[EXERCISE DIRECTIONS]
Say how many lines of the listing below include the word "default", with no other output.

[SUPPLIED DATA]

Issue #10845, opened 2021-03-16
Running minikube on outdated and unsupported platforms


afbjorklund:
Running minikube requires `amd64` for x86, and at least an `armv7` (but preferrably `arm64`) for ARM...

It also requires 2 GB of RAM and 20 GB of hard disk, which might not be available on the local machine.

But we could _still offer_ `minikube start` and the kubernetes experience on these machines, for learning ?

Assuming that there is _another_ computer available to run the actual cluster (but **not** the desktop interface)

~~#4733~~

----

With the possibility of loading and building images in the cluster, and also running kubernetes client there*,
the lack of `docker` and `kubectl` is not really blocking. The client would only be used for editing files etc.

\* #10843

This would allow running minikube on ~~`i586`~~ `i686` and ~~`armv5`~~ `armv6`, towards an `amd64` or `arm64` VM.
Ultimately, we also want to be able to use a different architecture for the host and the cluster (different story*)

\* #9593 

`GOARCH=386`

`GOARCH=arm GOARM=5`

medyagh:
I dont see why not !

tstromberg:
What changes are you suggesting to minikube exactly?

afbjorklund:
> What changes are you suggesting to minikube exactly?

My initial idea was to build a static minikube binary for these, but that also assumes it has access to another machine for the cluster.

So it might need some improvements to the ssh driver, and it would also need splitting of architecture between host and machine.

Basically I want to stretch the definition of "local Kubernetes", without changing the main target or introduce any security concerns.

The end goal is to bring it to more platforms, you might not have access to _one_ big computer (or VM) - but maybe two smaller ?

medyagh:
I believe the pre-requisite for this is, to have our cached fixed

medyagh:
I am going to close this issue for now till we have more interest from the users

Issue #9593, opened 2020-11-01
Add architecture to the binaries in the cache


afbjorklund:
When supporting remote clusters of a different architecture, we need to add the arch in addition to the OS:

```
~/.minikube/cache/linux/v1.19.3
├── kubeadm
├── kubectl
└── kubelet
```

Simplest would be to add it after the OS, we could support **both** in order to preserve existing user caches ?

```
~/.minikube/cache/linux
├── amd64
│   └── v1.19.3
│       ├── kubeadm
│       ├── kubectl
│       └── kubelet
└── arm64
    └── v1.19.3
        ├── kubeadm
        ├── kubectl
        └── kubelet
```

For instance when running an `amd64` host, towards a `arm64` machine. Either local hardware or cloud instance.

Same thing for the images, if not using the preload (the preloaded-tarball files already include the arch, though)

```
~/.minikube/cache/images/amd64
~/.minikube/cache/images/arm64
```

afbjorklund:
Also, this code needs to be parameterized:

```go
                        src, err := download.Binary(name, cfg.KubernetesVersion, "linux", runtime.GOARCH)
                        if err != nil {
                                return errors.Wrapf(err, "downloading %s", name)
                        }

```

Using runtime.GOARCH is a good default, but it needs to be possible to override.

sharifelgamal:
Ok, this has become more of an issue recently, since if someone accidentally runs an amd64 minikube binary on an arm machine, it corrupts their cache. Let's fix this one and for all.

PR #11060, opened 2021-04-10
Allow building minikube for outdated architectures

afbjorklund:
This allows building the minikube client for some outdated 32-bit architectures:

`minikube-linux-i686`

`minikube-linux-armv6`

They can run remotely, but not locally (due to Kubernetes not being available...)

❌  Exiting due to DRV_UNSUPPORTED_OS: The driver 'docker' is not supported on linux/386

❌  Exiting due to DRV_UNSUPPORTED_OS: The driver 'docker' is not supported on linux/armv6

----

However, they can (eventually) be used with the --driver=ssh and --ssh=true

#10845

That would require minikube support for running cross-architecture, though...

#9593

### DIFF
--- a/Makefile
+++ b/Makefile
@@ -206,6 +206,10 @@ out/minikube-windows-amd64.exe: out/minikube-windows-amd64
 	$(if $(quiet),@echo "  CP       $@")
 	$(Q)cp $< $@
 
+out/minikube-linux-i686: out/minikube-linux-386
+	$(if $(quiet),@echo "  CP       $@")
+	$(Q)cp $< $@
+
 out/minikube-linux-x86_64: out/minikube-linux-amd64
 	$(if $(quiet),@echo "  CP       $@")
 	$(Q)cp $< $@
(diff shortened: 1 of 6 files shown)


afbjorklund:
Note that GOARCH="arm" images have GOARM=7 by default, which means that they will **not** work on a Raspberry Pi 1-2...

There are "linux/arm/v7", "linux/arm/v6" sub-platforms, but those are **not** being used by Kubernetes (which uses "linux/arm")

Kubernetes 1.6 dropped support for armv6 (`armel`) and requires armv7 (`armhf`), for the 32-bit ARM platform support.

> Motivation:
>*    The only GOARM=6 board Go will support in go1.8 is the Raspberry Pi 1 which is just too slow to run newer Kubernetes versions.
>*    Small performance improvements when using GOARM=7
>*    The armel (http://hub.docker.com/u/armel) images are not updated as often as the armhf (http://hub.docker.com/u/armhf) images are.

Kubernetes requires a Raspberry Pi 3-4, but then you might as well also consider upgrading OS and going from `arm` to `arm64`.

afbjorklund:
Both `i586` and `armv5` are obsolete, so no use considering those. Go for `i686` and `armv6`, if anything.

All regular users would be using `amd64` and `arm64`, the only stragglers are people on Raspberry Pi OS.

[ANSWER SPACE]
2